# Fish quantity for 75?



## lentil (Sep 8, 2003)

Hi everyone! I have a small wedding next weekend and the menu consists of both crumb topped cod and marinated steak tips for the mains. The sides are grilled veggies, provencal potato salad, pasta salad with pesto and peas, and a spring greens salad. There are apps prior, and of course, rolls and butter with the meal.

My question is this: how much fish would you prepare? I'm figuring on 4 ounce portions so people will be able to take some of both the beef and fish, but understand that I should go heavier on the beef. What do you think?

Since the fish only takes 20 minutes in the oven, would you suggest I bake it off there- there's only a residential sized oven, or start it at my kitchen, top it off on-site, and give it a few minutes in the oven?

I tried to sell them on a chilled salmon with cucumber dill sauce, but to no avail....


----------



## rivver (May 13, 2009)

I do that dish all the time and I hate it! Im assuming this is a buffet style event?

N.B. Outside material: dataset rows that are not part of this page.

PR #59, opened 2023-03-31
[cli_config] Make string list and path list consistent

dcharkes:
Provide both optional and non-optional accessors for list config variables.

The non-optional accessors require at least one of the sources to provide at least an empty list. (For example JNIgen wants `classes` to be defined, even though it might be an empty list.)


dcharkes:
🙏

If so I would make 80 pieces. I cut a 6oz piece, line them all on a kitchen sheet tray, then coat on a grain lemon dijon mustard, then top with panko and lemon zest.

Do not pre cook, or you will have angry guests; the fish will be well done by the time you get there.. Cod dries out and becomes nasty. I cook mine in a convection oven which Im sure they dont have. But anyways I cook mine 3/4 of the way in the oven and finsih it off under the broiler to get a nice color on the crumb.

Buffet style is a guessing game at best. Some wont even look twice at the fish and yet others will take 2 pieces. If this was my function I would go 80 with 6oz cuts, cause if the fish starts to fly and you get nervous you can always cut the pieces in half which I have done many times. 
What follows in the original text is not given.